3 Outlyingness through local projections

Most subspace-based outlier detection methods, including PCA-based methods such as PCOut (Filzmoser et al. [10]) and projection pursuit methods (e.g. Henrion et al. [11]), focus on the outlyingness of observations within a single subspace only. The risk of missing outliers due to the subspace selection by the applied method is evident as the critical information might remain outside the projection space. ROBPCA (Hubert et al. [13]) is one of the few methods considering also the distance to the projection space in order to monitor this risk as well.

We would like to use both aspects, distances within the projection space and to the projection space, to evaluate the outlyingness of observations as follows: The projection space itself is often used as a model, employed to measure the outlyingness of an observation. Since we are using a local knn-based description, we can not directly apply this concept as our projections are bound to a specific location defined by the cores. The core distance from the location of our projection rather describes whether an observation is close to the selected core. If this is the case, we can assume that the model of description (the projection represented by the projection space) fits the observation well. Therefore, if the observation is well-described, there should be little information remaining in the orthogonal complement leading to small orthogonal distances. On the other hand, if the orthogonal distance is big in this case, the observation is likely to be a local outlier. Thus, both aspects need to enter a measure of local outlyingness: the core distance, indicating how well the observation is described locally, and the orthogonal distance, indicating how far the observation is from the projection space. Note, however, that core observations have an orthogonal distance of zero, and thus they should not be used for an outlyingness measure.

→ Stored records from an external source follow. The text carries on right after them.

PR #121, opened 2015-03-21
Scroll to first diff (inline)

NicoSantangelo:
Hello again!
This PR makes GitSavvy automatically scroll to the first found diff on the file:

**before**
before

**after**
after

I don't know if this is a something you had in mind for the package but I find it very useful.

Let me know if you need me to change anything,
Thanks!

### DIFF
--- a/core/commands/inline_diff.py
+++ b/core/commands/inline_diff.py
@@ -141,10 +141,13 @@ class GsInlineDiffRefreshCommand(TextCommand, GitCommand):
         self.view.replace(edit, sublime.Region(0, self.view.size()), inline_diff_contents)
 
         if cursors:
-            self.view.sel().clear()
-            pt = self.view.text_point(row, 0)
-            self.view.sel().add(sublime.Region(pt, pt))
-            self.view.show_at_center(pt)
+            if (row, col) == (0, 0) and sublime.load_settings("GitSavvy.sublime-settings").get("inline_diff_auto_scoll", False):
+                self.view.run_command("gs_inline_diff_goto_next_hunk")
+            else:
+                self.view.sel().clear()
+                pt = self.view.text_point(row, 0)
+                self.view.sel().add(sublime.Region(pt, pt))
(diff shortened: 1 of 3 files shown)


divmain:
@NicoSantangelo, I like this idea.  I think I personally prefer the current behavior, but definitely see how some would prefer what you've done here.  Let's make it optional.  Add `inline_diff_auto_scoll` to `GitSavvy.sublime-settings`, set to `false` by default (we can change the default down the road if enough people are for it).  If you'd like, also mention this option in the user docs for the inline diff view.

core/commands/inline_diff.py
```diff
@@ -289,6 +289,16 @@ def highlight_regions(self, replaced_lines):
 
         self.view.add_regions("git-better-added-lines", add_regions, scope="git_savvy.change.addition")
         self.view.add_regions("git-better-removed-lines", remove_regions, scope="git_savvy.change.removal")
+        self.scroll_to_the_first_change(l)
```
divmain: Instead of taking the action here in `highlight_regions`, move the call to `scroll_to_first_change` up [here](https://github.com/NicoSantangelo/GitSavvy/blob/scroll-to-first-diff/core/commands/inline_diff.py#L150) right after the call to `highlight_regions`.  You should have access to the relevant line number as part of the `replaced_lines` list.

divmain:
Also, quick thought: I think this could be accomplished by simply running
```python
self.view.run_command("gs_inline_diff_goto_next_hunk")
```
instead of introducing a new method.

NicoSantangelo:
I actually searched for a command to go the the next hunk and couldn't find it, my bad :). I'll make the changes, test them and let you know.

Thanks a lot for taking the time to review the PR!

divmain:
No problem, glad to have your involvement!

NicoSantangelo:
If you have the time to review the setting comment and info in the README, my english is not my strongest point :).

divmain:
This looks good!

So far we considered a single projection, based on an initializing observation \({\varvec{y}}\), where \({\varvec{y}}\) is a selected observation from the set \({\mathcal {X}}\) of all n observations \(\{ \varvec{x}_1,\dots , \varvec{x}_n \}\). Now consider any observation \(\varvec{x} \in {\mathcal {X}}\) for which an outlyingness measure needs to be computed. The basic idea for our local outlyingness measure is to consider the orthogonal distances from all projections, weighted by the inverse of the core distances. The weights, indicating the quality of the local description, are defined as

$$\begin{aligned} w_{\varvec{y}}(\varvec{x}) = \left\{ \begin{array}{lr} 0, &{} \varvec{x} \in core(\varvec{y}) \\ \frac{ \frac{1}{ CD_{\varvec{y}}(\varvec{x})} - \min \limits _{ \tilde{\varvec{z}} \in {\mathcal {X}}} \left( \frac{1}{CD_{\tilde{\varvec{z}}}(\varvec{x})} \right) }{ \sum \limits _{\varvec{z} \in {\mathcal {X}}} \left( \frac{1}{CD_{\varvec{z}}(\varvec{x})} - \min \limits _{ \tilde{\varvec{z}} \in {\mathcal {X}}} \left( \frac{1}{CD_{\tilde{\varvec{z}}}(\varvec{x})} \right) \right) }, &{} else , \end{array}\right. \end{aligned}$$

and the local outlyingness measure (LocOut) for an observation \({\varvec{x}}\) is defined as

$$\begin{aligned} LocOut(\varvec{x}) = \sum \limits _{\varvec{y} \in {\mathcal {X}}} w_{\varvec{y}}(\varvec{x} ) \cdot OD_{\varvec{y}} (\varvec{x}). \end{aligned}$$

The smaller the core distance of an observation for a specific projection is, the more relevant this projection is for the overall evaluation of the outlyingness of this observation. Therefore, we downweight the orthogonal distance based on the inverse core distances. In order to make the final outlyingness score comparable, we scale these weights by setting the sum of weights to 1. The scaled weights \(w_{\varvec{y}}\) make sure that the sum of contributions by all available projections remains the same.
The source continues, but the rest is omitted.